- _WHAT YOU WILL DO_
Take every line from the records below that includes the word "version".

### INPUT FOR THIS TASK

PR #1337, opened 2025-11-27
🔧 Streamline DX

denialhaag:
## Description

This PR includes some changes to streamline the DX across repositories. 

## Checklist:

- [x] ~~I have added entries to the changelog for any noteworthy additions, changes, fixes, or removals.~~

### DIFF
--- a/.pre-commit-config.yaml
+++ b/.pre-commit-config.yaml
@@ -88,10 +88,10 @@ repos:
     hooks:
       - id: ty-check
         name: ty check
-        entry: uv run --only-dev ty check
-        language: system
-        pass_filenames: false
-        always_run: true
+        entry: python -c "import subprocess; import sys; subprocess.run(['uv', 'sync', '--no-install-project']); sys.exit(subprocess.run(['uv', 'run', '--no-sync', 'ty', 'check']).returncode)"
+        language: unsupported
+        require_serial: true
+        types_or: [python, pyi, jupyter]
 
   # Also run Black on examples in the documentation
   - repo: https://github.com/adamchainz/blacken-docs


.pre-commit-config.yaml
```diff
@@ -96,7 +88,7 @@ repos:
     hooks:
       - id: ty-check
         name: ty check
-        entry: uvx ty check .
+        entry: uvx ty==0.0.1a27 check .
```
denialhaag: This is necessary for `prek run -a` not to fail for me locally. I don't know if there's a better solution, as Renovate won't be updating this. 🤔

burgholzer: I think I found a good solution for this (see https://github.com/munich-quantum-toolkit/core/pull/1337/commits/c2f58e9e37842f5d8a2d06481010f18fc80421ce). Could you try that locally?

denialhaag: That works, and it seems a lot better! Thanks!

burgholzer: Nice! I also created a PR in the workflows repo to make use of this simpler command https://github.com/munich-quantum-toolkit/workflows/pull/257 and tagged you for a review.

pyproject.toml
```diff
@@ -348,6 +348,5 @@ dev = [
   {include-group = "test"},
   "lit>=18.1.8",
   "nox>=2025.11.12",
-  "ruff>=0.14.6",
-  "ty>=0.0.1a27",
+  "ty==0.0.1a27",
```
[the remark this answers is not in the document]
burgholzer: The dependency is not unused.
It is used as part of the pre-commit checks, particularly the `ty-check` hook.
The explicit pin here ensures that everyone is running the same version of `ty` and that we do not get hit by unexpected surprises due to updates in `ty`, which is still in alpha and changing rapidly.

PR #1379, opened 2025-12-08
♻️ Apply CRTP to Unit class

MatthiasReumann:
## Description

This pull requests updates the unit implementations such that the base class `Unit` is an actual interface. For that purpose, I implemented the Curiously Recurring Template Pattern ([CRTP](https://en.cppreference.com/w/cpp/language/crtp.html)) to avoid virtual tables. This pattern is commonly used in the LLVM code base so it is also a good fit here, I think. 

I've also removed the `restore` flag from the Unit because the routing pass already knows when to restore and when not to. It didn't really serve any purpose in the unit itself. 

## Rationale

While I was writing the respective section for my thesis, I noticed that the `Unit` class is semantically an interface - but the implementation isn't. Hence, this PR. I think units could be useful elsewhere also, with potentially different strategies, so refactoring the class to an interface makes sense imo. 

## Checklist:

### DIFF
--- a/mlir/lib/Dialect/MQTOpt/Transforms/Transpilation/sc/NaiveRoutingPass.cpp
+++ b/mlir/lib/Dialect/MQTOpt/Transforms/Transpilation/sc/NaiveRoutingPass.cpp
@@ -141,7 +141,7 @@ private:
               .Case<ResetOp>([&](ResetOp op) { unit.layout().remap(op); })
               .Case<MeasureOp>([&](MeasureOp op) { unit.layout().remap(op); })
               .Case<scf::YieldOp>([&](scf::YieldOp op) {
-                rewriter.setInsertionPointAfter(op->getPrevNode());
+                rewriter.setInsertionPoint(op);
                 insertSWAPs(op.getLoc(), llvm::reverse(history), unit.layout(),
                             rewriter);
               });


mlir/include/mlir/Dialect/MQTOpt/Transforms/Transpilation/LayeredUnit.h
```diff
@@ -65,6 +60,14 @@ class LayeredUnit : public Unit {
 #endif
 
 private:
+  friend class Unit<LayeredUnit>;
```
burgholzer, line 63: Is this really the preferred solution of simply making these functions `protected` instead of `private`?

MatthiasReumann: Unfortunately, the only options are to use a friendship or make the `<name>Impl` methods public because `Unit` can't access protected members of the sub classes.

burgholzer: Ah. Then it's a no brainer to keep this as is. I would have hoped that `protected` solves this.
Feel free to resolve this and hit merge if you are happy 😌

PR #175, opened 2022-03-30
Add package openxlsx

Jennit07:
Build check now has 0 errors, warning and notes. Minor change to write xlsx test script

### DIFF
--- a/DESCRIPTION
+++ b/DESCRIPTION
@@ -25,6 +25,7 @@ Imports:
     lubridate (>= 1.8.0),
     magrittr (>= 2.0.1),
     odbc (>= 1.3.1),
+    openxlsx,
     phsmethods (>= 0.2.0),
     phsopendata (>= 0.0.0.900),
     readr (>= 2.1.0),
--- a/R/write_tests_xlsx.R
+++ b/R/write_tests_xlsx.R
@@ -4,6 +4,7 @@
 #' @param name of dataset tests
 #'
 #' @return a workbook containing comparison tests with each dataset with a new tab
+#'
 #' @export
 #'
 write_tests_xlsx <- function(comparison_data, name) {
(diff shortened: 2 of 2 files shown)


DESCRIPTION
```diff
@@ -25,6 +25,7 @@ Imports:
     lubridate (>= 1.8.0),
     magrittr (>= 2.0.1),
     odbc (>= 1.3.1),
+    openxlsx,
```
Moohan, line 28:
```suggestion
    openxlsx (>= 4.2.5),
```
Pick a reasonable version, I just picked the current latest. See the [openxlsx changelog](https://ycphs.github.io/openxlsx/news/index.html)

R/write_tests_xlsx.R
```diff
@@ -4,29 +4,30 @@
 #' @param name of dataset tests
 #'
 #' @return a workbook containing comparison tests with each dataset with a new tab
+#'
 #' @export
 #'
```
Moohan, line 9:
```suggestion
```

R/write_tests_xlsx.R
```diff
@@ -4,29 +4,30 @@
 #' @param name of dataset tests
 #'
 #' @return a workbook containing comparison tests with each dataset with a new tab
```
Moohan, line 6: This function doesn't return the workbook. It writes the workbook to disk. I'm not actually sure what it returns i.e. if you did `object <- write_tests_xlsx(...)` what would `object` be?

Some options are to return nothing `return(NULL)`, return TRUE to show that it worked. If this would be used in a pipe it might make more sense to either return the data `return(comparison_data)` (this is usually what the readr and other type functions do) or to return the file path where the xlsx was saved.

Moohan (changes requested):

R/write_tests_xlsx.R
Jennit07: This makes sense/I agree, the function writes the workbook to disk so i dont think we would use this applied to an object. We would use this in a pipe, so i think return the file path where the xlsx was saved makes sense to me. I've made this change and think this is ready now :)

PR #181, opened 2022-04-01
Rename production scripts

Moohan:
I'm not tied to the new names, I just thought it was getting messy and inconsistent. There's no real reason to stick to the SPSS format which had issues itself, with sub-scripts (a, b, c) and numbers that are missing from some years.


Jennit07:
@Moohan Split scripts into folders as discussed today. I was thinking having sub-folders for tests within each one as applicable. Also put others e.g. episode/individual processing for later down the line. Let me know what you think about the format, thanks :)

Jennit07 (approved):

######

- _THE ANSWER_
The explicit pin here ensures that everyone is running the same version of `ty` and that we do not get hit by unexpected surprises due to updates in `ty`, which is still in alpha and changing rapidly.
Pick a reasonable version, I just picked the current latest. See the [openxlsx changelog](https://ycphs.github.io/openxlsx/news/index.html)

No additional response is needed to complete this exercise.